§ PROBLEM STATEMENT:
The whole of the data, every line, should come back exactly the same.

(Stored data)
PR #480, opened 2020-06-03
fix: Add Static Check for Enforcer Implementations

will7200:
Adds static check for Synced Enforcers and Cached
Fix SyncedEnforcer to correctly implement EnforcerInterface

### DIFF
--- a/enforcer_interface.go
+++ b/enforcer_interface.go
@@ -23,6 +23,8 @@ import (
 )
 
 var _ IEnforcer = &Enforcer{}
+var _ IEnforcer = &SyncedEnforcer{}
+var _ IEnforcer = &CachedEnforcer{}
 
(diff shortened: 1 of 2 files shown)


enforcer_interface.go
```diff
@@ -23,6 +23,8 @@ import (
 )
 
 var _ IEnforcer = &Enforcer{}
+var _ IEnforcer = &SyncedEnforcer{}
+var _ IEnforcer = &CachedEnforcer{}
```
nodece, line 27: I'm not sure if correct. @hsluoyz

hsluoyz: This is correct, see: https://stackoverflow.com/questions/10498547/ensure-a-type-implements-an-interface-at-compile-time-in-go

PR #485, opened 2020-06-05
fix: Necessary code changes in buildIncrementalRoleLinks.

DivyPatel9881:
There is no need to record ```effects``` in ```AddPolicies``` and ```RemovePolicies``` as we know that the operations are atomic, so either all rules are successful or none.

### DIFF
--- a/internal_api.go
+++ b/internal_api.go
@@ -61,13 +61,13 @@ func (e *Enforcer) addPolicy(sec string, ptype string, rule []string) (bool, err
 // addPolicies adds rules to the current policy.
 // removePolicies removes rules from the current policy.
 func (e *Enforcer) addPolicies(sec string, ptype string, rules [][]string) (bool, error) {
-	rulesAdded, effects := e.model.AddPolicies(sec, ptype, rules)
+	rulesAdded := e.model.AddPolicies(sec, ptype, rules)
 	if !rulesAdded {
 		return rulesAdded, nil
 	}
 
 	if sec == "g" {
-		err := e.BuildIncrementalRoleLinks(model.PolicyAdd, ptype, effects)
+		err := e.BuildIncrementalRoleLinks(model.PolicyAdd, ptype, rules)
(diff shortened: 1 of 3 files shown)


nodece:
Hi @DivyPatel9881 , I forgot where we discussed the question. 

For add action, we should add policy that are not in model, ignore existing policies.
For remove action, we should remove policy that are in model, Ignore nonexistent policies. 

So we should record `effects`.

DivyPatel9881:
@nodece, then what you are suggesting is that AddPolicies and RemovePolicies operations are no longer atomic?
@hsluoyz are you okay with this? While updating this operations, we had a discussion that this operations must be atomic, right?

GopherJ:
@DivyPatel9881 @nodece  non-atmoic requires adapters being able to return correct number of inserted/removed policies (ignoring those exist already).

It's a nice feature but will be breaking changes (adapter interface)

nodece:
adapter should be atomic.

DivyPatel9881:
Yeah, so if the operations are atomic then there is no need to record effects in ```AddPolicies``` and ```RemovePolicies```, but ```RemoveFilteredPolicy``` needs recording effects.
So, I think if it is okay, then this PR is ready to merge.

GopherJ:
adapter can be non-atomic as what we've discussed but in this case, it needs to return back what it has done. (how many policies have it inserted/deleted)

DivyPatel9881:
>adapter can be non-atomic as what we've discussed but in this case, it needs to return back what it has done. (how many policies have it inserted/deleted) so that model can do the same thing.

@GopherJ, I completely understand what you are saying, we can implement the operations, non-atomic by recording successfull rules, but we shouldn't, we had discussed this before here, #388. The operations should be necessarily atomic in this case.

GopherJ:
@DivyPatel9881 It should be the same thing no? If adapter can return what it has done by using transaction.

§ OUTPUT OF THE TASK:
PR #480, opened 2020-06-03
fix: Add Static Check for Enforcer Implementations

will7200:
Adds static check for Synced Enforcers and Cached
Fix SyncedEnforcer to correctly implement EnforcerInterface

### DIFF
--- a/enforcer_interface.go
+++ b/enforcer_interface.go
@@ -23,6 +23,8 @@ import (
 )
 
 var _ IEnforcer = &Enforcer{}
+var _ IEnforcer = &SyncedEnforcer{}
+var _ IEnforcer = &CachedEnforcer{}
 
(diff shortened: 1 of 2 files shown)


enforcer_interface.go
```diff
@@ -23,6 +23,8 @@ import (
 )
 
 var _ IEnforcer = &Enforcer{}
+var _ IEnforcer = &SyncedEnforcer{}
+var _ IEnforcer = &CachedEnforcer{}
```
nodece, line 27: I'm not sure if correct. @hsluoyz

hsluoyz: This is correct, see: https://stackoverflow.com/questions/10498547/ensure-a-type-implements-an-interface-at-compile-time-in-go

PR #485, opened 2020-06-05
fix: Necessary code changes in buildIncrementalRoleLinks.

DivyPatel9881:
There is no need to record ```effects``` in ```AddPolicies``` and ```RemovePolicies``` as we know that the operations are atomic, so either all rules are successful or none.

### DIFF
--- a/internal_api.go
+++ b/internal_api.go
@@ -61,13 +61,13 @@ func (e *Enforcer) addPolicy(sec string, ptype string, rule []string) (bool, err
 // addPolicies adds rules to the current policy.
 // removePolicies removes rules from the current policy.
 func (e *Enforcer) addPolicies(sec string, ptype string, rules [][]string) (bool, error) {
-	rulesAdded, effects := e.model.AddPolicies(sec, ptype, rules)
+	rulesAdded := e.model.AddPolicies(sec, ptype, rules)
 	if !rulesAdded {
 		return rulesAdded, nil
 	}
 
 	if sec == "g" {
-		err := e.BuildIncrementalRoleLinks(model.PolicyAdd, ptype, effects)
+		err := e.BuildIncrementalRoleLinks(model.PolicyAdd, ptype, rules)
(diff shortened: 1 of 3 files shown)


nodece:
Hi @DivyPatel9881 , I forgot where we discussed the question. 

For add action, we should add policy that are not in model, ignore existing policies.
For remove action, we should remove policy that are in model, Ignore nonexistent policies. 

So we should record `effects`.

DivyPatel9881:
@nodece, then what you are suggesting is that AddPolicies and RemovePolicies operations are no longer atomic?
@hsluoyz are you okay with this? While updating this operations, we had a discussion that this operations must be atomic, right?

GopherJ:
@DivyPatel9881 @nodece  non-atmoic requires adapters being able to return correct number of inserted/removed policies (ignoring those exist already).

It's a nice feature but will be breaking changes (adapter interface)

nodece:
adapter should be atomic.

DivyPatel9881:
Yeah, so if the operations are atomic then there is no need to record effects in ```AddPolicies``` and ```RemovePolicies```, but ```RemoveFilteredPolicy``` needs recording effects.
So, I think if it is okay, then this PR is ready to merge.

GopherJ:
adapter can be non-atomic as what we've discussed but in this case, it needs to return back what it has done. (how many policies have it inserted/deleted)

DivyPatel9881:
>adapter can be non-atomic as what we've discussed but in this case, it needs to return back what it has done. (how many policies have it inserted/deleted) so that model can do the same thing.

@GopherJ, I completely understand what you are saying, we can implement the operations, non-atomic by recording successfull rules, but we shouldn't, we had discussed this before here, #388. The operations should be necessarily atomic in this case.

GopherJ:
@DivyPatel9881 It should be the same thing no? If adapter can return what it has done by using transaction.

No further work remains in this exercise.